* TASK REQUIREMENTS
Please restate each entry word for word.

Collected data
>>>

PR #57, opened 2024-07-23
WIP: read from the mix file

### LINKED ISSUE #5: Check source for application module in `Igniter.Application.add_new_child/2`
At the moment, we check the existing application, but this could be out of date due to some existing patch.

Here is where we check it:

```elixir
    to_perform =
      case project.application()[:mod] do
        nil -> {:create_an_app, Igniter.Code.Module.module_name("Application")}
        {mod, _} -> {:modify, mod}
        mod -> {:modify, mod}
      end
```

This should pull from the source.

sigu:
### Contributor checklist

closes #5

### DIFF
--- a/lib/igniter/project/application.ex
+++ b/lib/igniter/project/application.ex
@@ -16,10 +16,8 @@ defmodule Igniter.Project.Application do
   @doc "Adds a new child to the `children` list in the application file"
   @spec add_new_child(Igniter.t(), module() | {module, term()}) :: Igniter.t()
   def add_new_child(igniter, to_supervise) do
-    project = Mix.Project.get!()
-
     to_perform =
-      case project.application()[:mod] do
+      case mod_definition(igniter) do
         nil -> {:create_an_app, Igniter.Code.Module.module_name("Application")}
         {mod, _} -> {:modify, mod}
         mod -> {:modify, mod}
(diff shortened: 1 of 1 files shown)


zachdaniel:
To add a test, we'd need to add new tests. Some of the other tests show similar examples, like the dependency tests IIRC.

lib/igniter/project/application.ex
```diff
@@ -16,10 +16,8 @@ defmodule Igniter.Project.Application do
   @doc "Adds a new child to the `children` list in the application file"
   @spec add_new_child(Igniter.t(), module() | {module, term()}) :: Igniter.t()
   def add_new_child(igniter, to_supervise) do
-    project = Mix.Project.get!()
-
     to_perform =
-      case project.application()[:mod] do
+      case mod_definition(igniter) do
         nil -> {:create_an_app, Igniter.Code.Module.module_name("Application")}
```
zachdaniel, line 21: We need to have an `:error` case here, where we couldn't parse it. Then we'd want to prompt the user.
Something like:

```
Could not parse project configuration. Do we need to create an application? y/n
# if no
What is the name of the application?
```

zachdaniel:
Closing as this has been fixed in `main`.

PR #63, opened 2024-08-03
Replacing the Application module with the generic application module that gets derived from the function args

sinisijacob:
Please let me know if this change is not correct. I'm just starting to make use of this library and I think I noticed an issue with the do_add_child function. It seems that the module that should be getting changed should be the generic application that the user passes in, which is not necessarily the Application module.

I am very new to Igniter and Elixir in general, just trying to help if there's an actual issue here.

### Contributor checklist

- [  ] Bug fixes include regression tests
- [  ] Features include unit/acceptance tests

### DIFF
--- a/lib/igniter/project/application.ex
+++ b/lib/igniter/project/application.ex
@@ -64,7 +64,7 @@ defmodule Igniter.Project.Application do
       end
 
     Igniter.update_elixir_file(igniter, path, fn zipper ->
-      with {:ok, zipper} <- Igniter.Code.Module.move_to_module_using(zipper, Application),
+      with {:ok, zipper} <- Igniter.Code.Module.move_to_module_using(zipper, application),
            {:ok, zipper} <- Igniter.Code.Function.move_to_def(zipper, :start, 2),
            {:ok, zipper} <-
              Igniter.Code.Function.move_to_function_call_in_current_scope(


lib/igniter/project/application.ex
```diff
@@ -64,7 +64,7 @@ defmodule Igniter.Project.Application do
       end
 
     Igniter.update_elixir_file(igniter, path, fn zipper ->
-      with {:ok, zipper} <- Igniter.Code.Module.move_to_module_using(zipper, Application),
+      with {:ok, zipper} <- Igniter.Code.Module.move_to_module_using(zipper, application),
```
zachdaniel, line 67: What this should be doing is moving to a module that contains this

```elixir
use Application
```

With this change, it would be looking for something like:

```elixir
use MyApp.Application
```

Which would be incorrect

zachdaniel:
Thank you for the PR! This change is not correct unfortunately so I will close this PR. However, I'm curious what brought on the PR. Did you encounter a bug using igniter?

sinisijacob:
Thank you for the clarification, I'm still on the steep part of the learning curve.
I have not encountered a bug in Igniter, I am still trying to get my head wrapped around how it works. I was reading through the code to find some examples to work off of and saw what looked like it might be an issue. I really admire the work you're doing with this project and am planning on making use of it for a project I am working on.

PR #64, opened 2024-08-03
check for extendable_block?/1 in maybe_move_to_single_child_block/1

ibarakaiev:
### Contributor checklist

Creating a PR following the conversation in Igniter discord.

### Context

If I have something like `config :my_app, SomeModule, key1: [version: 1]` and I use `Igniter.Project.Config.configure(...)` to update the value to another integer (say, 2), under the hood it changes the version to:
```elixir
{:__block__, [trailing_comments: [], leading_comments: [], token: "1", ...], [2]}
```
but running `Sourceror.to_string/1` on the above produces `config my_app,  SomeModule, key1: [version: 1]` again because of the `token: "1"`. (The behavior is similar in Elixir's `Macro` itself.)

<<<

* ANSWER
PR #57, opened 2024-07-23
WIP: read from the mix file

### LINKED ISSUE #5: Check source for application module in `Igniter.Application.add_new_child/2`
At the moment, we check the existing application, but this could be out of date due to some existing patch.

Here is where we check it:

```elixir
    to_perform =
      case project.application()[:mod] do
        nil -> {:create_an_app, Igniter.Code.Module.module_name("Application")}
        {mod, _} -> {:modify, mod}
        mod -> {:modify, mod}
      end
```

This should pull from the source.

sigu:
### Contributor checklist

closes #5

### DIFF
--- a/lib/igniter/project/application.ex
+++ b/lib/igniter/project/application.ex
@@ -16,10 +16,8 @@ defmodule Igniter.Project.Application do
   @doc "Adds a new child to the `children` list in the application file"
   @spec add_new_child(Igniter.t(), module() | {module, term()}) :: Igniter.t()
   def add_new_child(igniter, to_supervise) do
-    project = Mix.Project.get!()
-
     to_perform =
-      case project.application()[:mod] do
+      case mod_definition(igniter) do
         nil -> {:create_an_app, Igniter.Code.Module.module_name("Application")}
         {mod, _} -> {:modify, mod}
         mod -> {:modify, mod}
(diff shortened: 1 of 1 files shown)


zachdaniel:
To add a test, we'd need to add new tests. Some of the other tests show similar examples, like the dependency tests IIRC.

lib/igniter/project/application.ex
```diff
@@ -16,10 +16,8 @@ defmodule Igniter.Project.Application do
   @doc "Adds a new child to the `children` list in the application file"
   @spec add_new_child(Igniter.t(), module() | {module, term()}) :: Igniter.t()
   def add_new_child(igniter, to_supervise) do
-    project = Mix.Project.get!()
-
     to_perform =
-      case project.application()[:mod] do
+      case mod_definition(igniter) do
         nil -> {:create_an_app, Igniter.Code.Module.module_name("Application")}
```
zachdaniel, line 21: We need to have an `:error` case here, where we couldn't parse it. Then we'd want to prompt the user.
Something like:

```
Could not parse project configuration. Do we need to create an application? y/n
# if no
What is the name of the application?
```

zachdaniel:
Closing as this has been fixed in `main`.

PR #63, opened 2024-08-03
Replacing the Application module with the generic application module that gets derived from the function args

sinisijacob:
Please let me know if this change is not correct. I'm just starting to make use of this library and I think I noticed an issue with the do_add_child function. It seems that the module that should be getting changed should be the generic application that the user passes in, which is not necessarily the Application module.

I am very new to Igniter and Elixir in general, just trying to help if there's an actual issue here.

### Contributor checklist

- [  ] Bug fixes include regression tests
- [  ] Features include unit/acceptance tests

### DIFF
--- a/lib/igniter/project/application.ex
+++ b/lib/igniter/project/application.ex
@@ -64,7 +64,7 @@ defmodule Igniter.Project.Application do
       end
 
     Igniter.update_elixir_file(igniter, path, fn zipper ->
-      with {:ok, zipper} <- Igniter.Code.Module.move_to_module_using(zipper, Application),
+      with {:ok, zipper} <- Igniter.Code.Module.move_to_module_using(zipper, application),
            {:ok, zipper} <- Igniter.Code.Function.move_to_def(zipper, :start, 2),
            {:ok, zipper} <-
              Igniter.Code.Function.move_to_function_call_in_current_scope(


lib/igniter/project/application.ex
```diff
@@ -64,7 +64,7 @@ defmodule Igniter.Project.Application do
       end
 
     Igniter.update_elixir_file(igniter, path, fn zipper ->
-      with {:ok, zipper} <- Igniter.Code.Module.move_to_module_using(zipper, Application),
+      with {:ok, zipper} <- Igniter.Code.Module.move_to_module_using(zipper, application),
```
zachdaniel, line 67: What this should be doing is moving to a module that contains this

```elixir
use Application
```

With this change, it would be looking for something like:

```elixir
use MyApp.Application
```

Which would be incorrect

zachdaniel:
Thank you for the PR! This change is not correct unfortunately so I will close this PR. However, I'm curious what brought on the PR. Did you encounter a bug using igniter?

sinisijacob:
Thank you for the clarification, I'm still on the steep part of the learning curve.
I have not encountered a bug in Igniter, I am still trying to get my head wrapped around how it works. I was reading through the code to find some examples to work off of and saw what looked like it might be an issue. I really admire the work you're doing with this project and am planning on making use of it for a project I am working on.

PR #64, opened 2024-08-03
check for extendable_block?/1 in maybe_move_to_single_child_block/1

ibarakaiev:
### Contributor checklist

Creating a PR following the conversation in Igniter discord.

### Context

If I have something like `config :my_app, SomeModule, key1: [version: 1]` and I use `Igniter.Project.Config.configure(...)` to update the value to another integer (say, 2), under the hood it changes the version to:
```elixir
{:__block__, [trailing_comments: [], leading_comments: [], token: "1", ...], [2]}
```
but running `Sourceror.to_string/1` on the above produces `config my_app,  SomeModule, key1: [version: 1]` again because of the `token: "1"`. (The behavior is similar in Elixir's `Macro` itself.)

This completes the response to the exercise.